Large-scale genomic datasets, processed on the SuperMUC-NG, were merged into reference panels containing tens of millions of genetic variants. These panels enable the deployment of low-coverage genome sequencing with imputation, a cost-effective tool for genomic-assisted breeding (genomic selection) in developing countries. Briefly, imputation computationally predicts missing genotypes based on known variants in reference panels.

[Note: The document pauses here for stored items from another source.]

PR #2247, opened 2017-12-26
docs: fix typo runrequire -> runrequires

tomioka:
This pull-request fixes the first example of http://bnd.bndtools.org/chapters/300-launching.html where runrequires was missing "s".


bjhargrave:
Thanks for the PR!

PR #2255, opened 2018-01-03
Avoid using upper case for generated requirement directives

timothyjward:
Using the cardinality or resolution attributes of the Requirement annotation resulted in an upper cased value in the manifest which caused bnd to complain.


bjhargrave:
I think the correct answer here would be to fix the OSGi annotations so their toString is a lower case value. This is done for DS annotations but I failed to do it for the Bundle annotations. I will fix this for OSGi.

PR #2260, opened 2018-01-07
Handle relative redirects.

### LINKED ISSUE #2259: HttpClient does not handle redirects properly
I'm using (actually trying to use) a maven repository that answers some requests with relative redirects ("`Location: <relative URL>`"). This complies to the [latest standard](https://tools.ietf.org/html/rfc7231#section-7.1.2). The HttpClient in bnd currently only handles absolute URLs in this header.
 
The error is:

`java.net.MalformedURLException: no protocol: /com/...`

which is caused by calling `new URL(location)` with `location` being (only) a path (i.e. a relative URL).

mnlipp:
Closes #2259. I'd love to see this in a 3.5.1, if it will ever come out, as this really causes some problems in my environment.

### DIFF
--- a/biz.aQute.bndlib.comm.tests/test/aQute/bnd/comm/tests/HttpClientTest.java
+++ b/biz.aQute.bndlib.comm.tests/test/aQute/bnd/comm/tests/HttpClientTest.java
@@ -183,6 +183,14 @@ public class HttpClientTest extends TestCase {
 		}
 	}
 
+	public void testRedirectRelative() throws Exception {
+		try (HttpClient hc = new HttpClient();) {
+			TaggedData tag = hc.build().get(TaggedData.class).go(httpServer.getBaseURI("redirect/3/200?relative=true"));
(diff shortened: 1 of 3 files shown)


bjhargrave:

Also, please add some test cases to verify the change works as desired. The test cases would go in the `biz.aQute.bndlib.comm.tests` project. You will probably need to also modify `biz.aQute.http.testservers` to do redirects with a relative URL.

mnlipp:
I tried to, but GitHub doesn't allow me to do this, because the only branches are "master" and "next".

grafik

I can search for a tag 

grafik

and see the "form", but I cannot enter anything and submit it.

grafik

bjhargrave:
Use master. That is what I asked for.

mnlipp:
Sorry, I thought I had chosen master.

bjhargrave:
You will probably need to checkout the master branch and make you fix to it before redoing this PR since your PR must just have your changes. Thanks.

PR #2262, opened 2018-01-08
Handle relative redirects.

### LINKED ISSUE #2259: HttpClient does not handle redirects properly

mnlipp:
Handle relative redirects. Closes #2259.

Signed-off-by: Michael Lipp <mnl@mnl.de>

### DIFF
--- a/biz.aQute.http.testservers/src/aQute/http/testservers/Httpbin.java
+++ b/biz.aQute.http.testservers/src/aQute/http/testservers/Httpbin.java
@@ -166,7 +166,9 @@ public class Httpbin extends HttpTestServer {
 	public void _redirect(Request rq, Response rsp, int count, int response) throws URISyntaxException {
 		if (count > 0) {
 			System.out.println("redirect " + count);
-			rsp.headers.put("Location", getBaseURI() + "/redirect/" + (--count) + "/" + response);
+			String location = (!rq.args.containsKey("relative") ? getBaseURI() : "") + "/redirect/" + (--count) + "/"
+					+ response;
+			rsp.headers.put("Location", location);
 			rsp.code = 301;
 		} else {
 			rsp.code = response;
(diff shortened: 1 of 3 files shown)


biz.aQute.http.testservers/src/aQute/http/testservers/Httpbin.java
```diff
@@ -166,7 +166,9 @@ public void _index(Request rq, Response rsp) throws IOException {
 	public void _redirect(Request rq, Response rsp, int count, int response) throws URISyntaxException {
 		if (count > 0) {
 			System.out.println("redirect " + count);
-			rsp.headers.put("Location", getBaseURI() + "/redirect/" + (--count) + "/" + response);
+			String location = (!rq.args.containsKey("relative") ? getBaseURI() : "") + "/redirect/" + (--count) + "/"
```
bjhargrave: Shouldn't this be more than just `containsKey` and instead check the value for truthiness? In the test case you use `?relative=true`. So there seems a small disconnect there.

mnlipp: There are no other possible values for key "relative". But AFAIK, the syntax for the query part must be "key=value", even if the value doesn't matter.

bjhargrave:
And now the AppVeyor build works!

biz.aQute.http.testservers/src/aQute/http/testservers/Httpbin.java
bjhargrave: An alternate would be a different path `/redirectrelative/`

bjhargrave:
Thanks for the PR!

biz.aQute.http.testservers/src/aQute/http/testservers/Httpbin.java
mnlipp: Maybe, I'm not as deep in your test server design as you. But I don't like duplicating code and this seemed the easiest way to modify the behavior of _redirect in that particular aspect.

Evaluating Imputation Accuracy

We assessed the performance of our reference panel for imputation. Traditionally, reliable genome data requires 10x coverage, exceeding €200 per sample. Using our imputation pipeline and reference panel, we achieved similar quality with 0.5x coverage. This will reduce the cost of generating genome data to less than €20 per sample. This significant cost reduction empowers animal breeders in developing countries to generate data for improving local breeds. This opens avenues for:

• Sustainable breeding: Selecting animals with desired traits based on their genetic makeup, leading to improved productivity and adaptation.
• Preserving diversity: Characterizing and conserving genetic diversity within local breeds, ensuring their resilience to future challenges.
• Empowering local communities: Enabling farmers to make informed breeding decisions and enhance their livelihoods.

By facilitating cost-effective genomic data generation, this approach holds immense potential for advancing sustainable livestock management and empowering developing communities.

Chicken genomic data

Our research efforts in chickens parallel those undertaken for African cattle. We are currently: 1) Developing an imputation panel. This panel will enable us to assess the effectiveness of imputation in reducing genotyping costs for chickens, paving the way for more affordable genomic studies in this species. 2) Preparing a large-scale chicken genomics paper. This paper, incorporating ancient genomic data, will investigate how chickens, as tropical birds, have adapted to the diverse environments they inhabit today. These findings will contribute to the development of improved breeding strategies and conservation efforts for this vital livestock species.

References and Links

[1] FAO (2013) FAOSTAT database collections. Food and Agriculture Organization of the United Nations.

[2] Menjo D, Bebe B, Okeyo A, Ojango J (2009) Survival of Holstein-Friesian heifers on commercial dairy farms in Kenya. Appl Anim Husb Rural 2:14-17.

[3] Fiddaman SR, Klopp C, Charles M, et al (2023) Chicken Genomic Diversity consortium: large-scale genomics to unravel the origins and adaptations of chickens. Cytogenet Genome Res.